Highlights & Insights¶
- Novel task definition: Defining the conversion of unstructured reports \(\rightarrow\) structured reports as a new task is both clinically aligned and convenient for automated evaluation.
- Exquisite evaluation metric design: F1-SRR-BERT integrates a hierarchical disease classification system with both aligned and unaligned evaluation modes, amending the shortcomings of traditional NLG metrics in the medical domain.
- Large dataset scale: Constructed based on MIMIC-CXR and CheXpert Plus, totaling nearly 600,000 structured reports.
- Thorough clinical validation: Five board-certified radiologists participated in the review, enhancing the clinical credibility of the results.
- Comprehensive 55-label coverage: Expanding from 14 to 55 labels greatly enhances the granularity of disease classification.
Limitations & Future Work¶
- Structured rewriting depends on GPT-4, potentially introducing LLM-specific hallucinations or information loss.
- There are partially ambiguous areas in the label space (e.g., the F1 score for the "Air space opacity" category is only 0.62).
- Macro F1 scores are relatively low (only 0.55 for leaves), indicating that the classification of rare labels still needs improvement.

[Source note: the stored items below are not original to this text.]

PR #6338, opened 2022-06-03
[Gekidou] Groups mentions / highlights in messages (posts)

shazm:
#### Summary

This displays the correct styling for a group mention.

Note: This does NOT check if the current user is part of the group, and highlight accordingly. That will come in the next PR (with saving the group memberships). Edit: [PR Here](https://github.com/mattermost/mattermost-mobile/pull/6370)

Screen Shot 2022-06-09 at 2 09 51 pm
Screen Shot 2022-06-09 at 2 12 00 pm

#### Ticket Link

https://mattermost.atlassian.net/browse/MM-44672

#### Checklist

- [x] Has UI changes

#### Device Information
This PR was tested on: 

#### Release Note

```release-note

```


app/actions/remote/groups.ts
```diff
@@ -1,104 +1,132 @@
...
-        return client.getAllGroupsAssociatedToMembership(userId);
+        // Save locally
+        if (!fetchOnly) {
+            return await storeGroups(serverUrl, response);
+        }
+
+        const operator = DatabaseManager.serverDatabases[serverUrl]?.operator;
+        if (!operator) {
+            throw new Error(`${serverUrl} operator not found`);
+        }
```
enahum, line 25: Not to spoil the party but this sort of checks should happen earlier, that way you save computing time and avoid executing requests

app/database/models/server/group.ts
```diff
@@ -80,4 +82,8 @@ export default class GroupModel extends Model implements GroupInterface {
     @lazy members = this.collections.
         get<UserModel>(USER).
         query(Q.on(GROUP_MEMBERSHIP, 'group_id', this.id));
+
+    @lazy isCurrentUserAMember = this.members.observe().pipe(switchMap((members) => {
+        return of$(Boolean(members.find((m) => m.id === SYSTEM_IDENTIFIERS.CURRENT_USER_ID)));
```
enahum, line 87: This won't ever return true, the value of the constant is the string "currentUserId"

Also this lazy query (observable) how do you plan to use it in the _at mention component? Or will the at_mention have a children component that can make use of this?

shazm: Whoops wasn't meant to have this in there yet - will do the mention highlighting separately as we're not saving groupMemberships yet.

launch.json
```diff
@@ -0,0 +1 @@
+{"name":"Debug Android Hermes - Experimental","request":"launch","type":"reactnativedirect","cwd":"${workspaceFolder}","platform":"android"}
```
enahum, line 1: ????

enahum (changes requested):

avinashlng1080:
I did a first run at the review and apart from Elias' comments, I did not find anything.  I will do another run after the corrections.

app/actions/remote/user.ts
```diff
@@ -287,6 +289,41 @@ export const fetchStatusInBatch = (serverUrl: string, id: string) => {
...
+const mentionNames = new Set<string>();
+export const fetchUserOrGroupsByMentionsInBatch = (serverUrl: string, mentionName: string) => {
+    mentionNames.add(mentionName);
+    return debouncedFetchUserOrGroupsByMentionNames.apply(null, [serverUrl]);
+};
+const debouncedFetchUserOrGroupsByMentionNames = debounce((serverUrl: string) => {
+    fetchUserOrGroupsByMentionNames(serverUrl, Array.from(mentionNames));
+}, 200, false, () => {
+    mentionNames.clear();
+});
```
larkox, line 301:
```suggestion
const debouncedFetchUserOrGroupsByMentionNames = debounce(
    (serverUrl: string) => {
        fetchUserOrGroupsByMentionNames(serverUrl, Array.from(mentionNames));
    },
    200,
    false,
    () => {
        mentionNames.clear();
    },
);
```
0/5, just feels more readable.

app/actions/remote/user.ts
```diff
@@ -287,6 +289,41 @@ export const fetchStatusInBatch = (serverUrl: string, id: string) => {
...
+        return {error: `${serverUrl} database not found`};
+    }
+
+    const {database} = operator;
+
+    // Get any missing users
+    const usersInDb = await queryUsersByIdsOrUsernames(database, [], mentions).fetch();
+    const usersMap = new Set(usersInDb.map((u) => u.username));
+    const usernamesToFetch = mentions.filter((m) => !usersMap.has(m));
+    const {users} = await fetchUsersByUsernames(serverUrl, usernamesToFetch, false);
```
larkox, line 315: Is it worth it to make here a size check before calling the fetch? (i.e. `if (usernamesToFetch.length) {...}`.

app/components/markdown/at_mention/at_mention.tsx
```diff
@@ -93,6 +101,47 @@ const AtMention = ({
...
+            const groupsByName: Dictionary<GroupModelType> = {};
+
+            for (const g of gs) {
+                groupsByName[g.name] = g;
+            }
+
+            return groupsByName;
+        };
+
+        const groupsByName = getGroupsByName(groups);
```
larkox, line 119:
```suggestion
            const groupsByName = gs.reduce<Dictionary<GroupModelType>>((acc, g) => {
                acc[v.name] = v;
                return acc;
            }, {})
```

0/5, but looks more compact.

app/components/markdown/at_mention/at_mention.tsx
```diff
@@ -93,6 +101,47 @@ const AtMention = ({
...
+            // Repeatedly trim off trailing punctuation in case this is at the end of a sentence
+            if ((/[._-]$/).test(mn)) {
+                mn = mn.substring(0, mn.length - 1);
+            } else {
+                break;
+            }
+        }
+
+        // @ts-expect-error: The model constructor is hidden within WDB type definition
+        return new GroupModel(database.get(GROUP), {name: ''});
```
larkox, line 136: Why do we need to create a group model here? Can't we just return undefined?

app/components/markdown/at_mention/at_mention.tsx
```diff
@@ -172,6 +221,11 @@ const AtMention = ({
         mention = displayUsername(user, user.locale, teammateNameDisplay);
         isMention = true;
         canPress = true;
+    } else if (group?.name) {
+        // highlighted = group.isMember(currentUserId);
```
larkox, line 225: Is this comment relevant here?

larkox (approved):
Nothing blocking, just a few minor suggestions.

launch.json
shazm: Ah whoops, I thought I added `launch.json` to my `.gitignore`, sorry! Will remove!

app/components/markdown/at_mention/at_mention.tsx
shazm: No, will remove - it was a placeholder but highlighting is in the next PR.

app/components/markdown/at_mention/at_mention.tsx
shazm: Tbh I'm not entirely sure - I've followed exactly how `const user = useMemo(...` was written and I didn't want to deviate between the two, though an empty user / group model I can see is keeping things type safe further down, and we just use `if(user?.username` or `if(group?.name` to check if the model was found

app/components/markdown/at_mention/at_mention.tsx
shazm: I think we lean towards taking the performance benefit of the `for ...` loop here over the array util methods, and I also vaguely remember typescript not transpiling reduce to JS appropriately under certain conditions. Not sure if there is a huge performance benefit here though as I doubt groups will be that large of a list; I'm also 0/5 on this.

app/actions/local/group.ts
```diff
@@ -23,16 +18,12 @@ export const searchGroupsByName = async (serverUrl: string, name: string): Promi
     } catch (e) {
         // eslint-disable-next-line no-console
         console.log('searchGroupsByName - ERROR', e);
-        return queryGroupsByName(operator.database, name).fetch();
+        const {database} = DatabaseManager.getServerDatabaseAndOperator(serverUrl);
```
larkox, line 21: This still may throw. Maybe put it where the operator used to be? Same comment on several other places on the file.

app/actions/local/group.ts
```diff
@@ -74,12 +62,9 @@ export const searchGroupsByNameInChannel = async (serverUrl: string, name: strin
  * @param groups Group[] - The groups fetched from the API
  */
 export const storeGroups = async (serverUrl: string, groups: Group[]) => {
-    const operator = DatabaseManager.serverDatabases[serverUrl]?.operator;
-    if (!operator) {
-        throw new Error(`${serverUrl} operator not found`);
-    }
-
     try {
+        const {operator} = DatabaseManager.getServerDatabaseAndOperator(serverUrl);
```
larkox, line 66: 0/5 This is already on a try block, so should not be much problem, but for example with the clients, we usually separate it in a different try block, to keep things separated. Not sure if we want to go that direction here.

app/actions/remote/groups.ts
```diff
@@ -54,15 +54,15 @@ export const fetchGroupsByNames = async (serverUrl: string, names: string[], fet
...
 
         if (!fetchOnly) {
-            return await storeGroups(serverUrl, response.groups);
+            return storeGroups(serverUrl, response.groups);
         }
 
-        return await prepareGroups(operator, response.groups);
+        return prepareGroups(operator, response.groups);
     } catch (error) {
         forceLogoutIfNecessary(serverUrl, error as ClientErrorProps);
```
larkox, line 67: 0/5 due to the database manager being able to throw, there is the possibility this is not a ClientError, so not sure if this will behave nicely.

larkox (approved):
Nothing blocking, but a few things that probably could use some extra thought.

app/actions/remote/groups.ts
shazm: I think it only logs you out if both the database and current user checks have failed, so I think it's fine.

app/actions/local/group.ts
shazm: I'm 0/5 - left it in the same try just to keep down on the lines of code; the catch will do the same thing in both. We can start doing something like `catch(e: NetworkError){ ...} catch(e: ClientError){ ... }` as well do to do different things for different errors down the track.

app/actions/local/group.ts
shazm: Yup I was wondering about this - do we want `try{ .. } catch() { ... try/catch{} }`? Nested try/catch inside catch feels like an anti-pattern.

larkox: Yeah... nested try catch sounds wrong. We can get the database at the beginning of the function, the same way we do sometimes with the client. i.e.
```
function x () {
    let database;
    try {
        database = DatabaseManager.getServerDatabaseAndOperator(serverUrl).database;
    } catch () {
        return {error: 'cannot find database'}
    }

    ...
}
```
In this case where we only need the database on the catch, instead of returning the error, we can do nothing on the catch, and just check at that point if database is defined or not, and handle it accordingly.

app/actions/remote/groups.ts
enahum: This works just fine in the case of any error :)

app/actions/local/group.ts
enahum: Multiple catch is not a JS thing, afaik

.gitignore
```diff
@@ -107,7 +107,7 @@ detox/detox_pixel_4_xl_api_30
 #editor-settings
 .vscode
 .scannerwork
+launch.json
```
avinashlng1080, line 110: why is it here ?

avinashlng1080 (changes requested):
LGTM - just correct the try/catch blocks as Daniel suggested.

.gitignore
shazm: I accidentally committed my vscode launch.json config; have it setup to debug from the IDE.

app/actions/local/group.ts
shazm: Hopefully soon! https://github.com/Microsoft/TypeScript/issues/20024 🤞

shazm:
@larkox / @enahum - moved the DB into their own try/catch blocks.

larkox (approved):

app/actions/local/group.ts
```diff
@@ -2,15 +2,20 @@
...
-    const operator = DatabaseManager.serverDatabases[serverUrl]?.operator;
-    if (!operator) {
-        throw new Error(`${serverUrl} operator not found`);
+    let database;
+
+    try {
+        database = DatabaseManager.getServerDatabaseAndOperator(serverUrl).database;
+    } catch (e) {
+        forceLogoutIfNecessary(serverUrl, e as ClientErrorProps);
+        return [];
```
enahum, line 18: this sort of error won't cause any logout.

app/actions/local/group.ts
```diff
@@ -23,14 +28,18 @@ export const searchGroupsByName = async (serverUrl: string, name: string): Promi
...
 export const searchGroupsByNameInTeam = async (serverUrl: string, name: string, teamId: string): Promise<GroupModel[]> => {
-    const operator = DatabaseManager.serverDatabases[serverUrl]?.operator;
-    if (!operator) {
-        throw new Error(`${serverUrl} operator not found`);
+    let database;
+
+    try {
+        database = DatabaseManager.getServerDatabaseAndOperator(serverUrl).database;
+    } catch (e) {
+        forceLogoutIfNecessary(serverUrl, e as ClientErrorProps);
```
enahum, line 41: same

app/actions/local/group.ts
```diff
@@ -43,14 +52,18 @@ export const searchGroupsByNameInTeam = async (serverUrl: string, name: string,
...
 export const searchGroupsByNameInChannel = async (serverUrl: string, name: string, channelId: string): Promise<GroupModel[]> => {
-    const operator = DatabaseManager.serverDatabases[serverUrl]?.operator;
-    if (!operator) {
-        throw new Error(`${serverUrl} operator not found`);
+    let database;
+
+    try {
+        database = DatabaseManager.getServerDatabaseAndOperator(serverUrl).database;
+    } catch (e) {
+        forceLogoutIfNecessary(serverUrl, e as ClientErrorProps);
```
enahum, line 65: I'm trying to understand what made you add this

app/actions/remote/groups.ts
```diff
@@ -54,22 +71,16 @@ export const fetchGroupsForChannel = async (serverUrl: string, channelId: string
...
-        const operator = DatabaseManager.serverDatabases[serverUrl]?.operator;
-        if (!operator) {
-            throw new Error(`${serverUrl} operator not found`);
+            return storeGroups(serverUrl, response.groups);
         }
 
-        return await prepareGroups(operator, response.groups);
+        return prepareGroups(operator, response.groups);
     } catch (error) {
-        forceLogoutIfNecessary(serverUrl, error as ClientErrorProps);
```
enahum, line 72: why are you removing this here ?

app/actions/remote/user.ts
```diff
@@ -9,15 +9,17 @@ import {chunk} from 'lodash';
 import {updateChannelsDisplayName} from '@actions/local/channel';
 import {updateRecentCustomStatuses, updateLocalUser} from '@actions/local/user';
 import {fetchRolesIfNeeded} from '@actions/remote/role';
+import {queryGroupsByNames} from '@app/queries/servers/group';
```
enahum, line 12: import fix

enahum (changes requested):

app/actions/local/group.ts
shazm: https://github.com/mattermost/mattermost-mobile/pull/6338#discussion_r901548836

What should the catch do in this case? If fetching the DB throws an error then it logs you out no?

app/actions/remote/groups.ts
shazm: Whoops - this should not have been removed.

app/actions/local/group.ts
enahum: Nope, it will only log you out if a responde from a request returns dtatus code 401

app/actions/local/group.ts
```diff
@@ -8,9 +8,14 @@ import {prepareGroups, queryGroupsByName, queryGroupsByNameInChannel, queryGroup
...
-    const operator = DatabaseManager.serverDatabases[serverUrl]?.operator;
-    if (!operator) {
-        throw new Error(`${serverUrl} operator not found`);
+    let database;
+
+    try {
+        database = DatabaseManager.getServerDatabaseAndOperator(serverUrl).database;
+    } catch (e) {
+        // eslint-disable-next-line no-console
+        console.log('searchGroupsByName - DB Error', e);
```
avinashlng1080, line 17: To use the new logging util - see PR #6427

avinashlng1080 (changes requested):

enahum (approved):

- The focus is solely on chest X-rays, without extension to other imaging modalities (e.g., CT, MRI).
- The training of end-to-end structured report generation models remains unexplored.
- The clinical utility of structured reporting requires larger-scale prospective clinical validation.
Related Work & Insights¶
- CheXbert is a classic 14-label disease classification model, which this work extends to 55 labels.
- F1-RadGraph (Delbrouck et al., 2022) evaluates report quality based on knowledge graphs, while the proposed F1-SRR-BERT provides complementary, fine-grained evaluation.
- GREEN (Ostmeier et al., 2024) and RadFact (Bannur et al., 2024) focus on clinical factualness evaluation.
- MAIRA-2 (Bannur et al., 2024) is currently one of the leading report generation models.
- The concept of structured reporting can be generalized to other medical report generation tasks (e.g., pathology, ultrasound).
Rating¶
- Novelty: ⭐⭐⭐⭐ Structured report generation is a valuable new task definition; both SRR-BERT and F1-SRR-BERT are well-designed.
- Experimental Thoroughness: ⭐⭐⭐⭐ Extensive multi-model benchmarking, detailed classification comparisons, and human review validation, though lacking end-to-end training experiments.
- Writing Quality: ⭐⭐⭐⭐ The paper features a complete structure and detailed dataset statistics, although some tables are quite dense.
- Value: ⭐⭐⭐⭐ Offers a standardized framework and superior evaluation tools for radiology report generation, yielding practical clinical significance.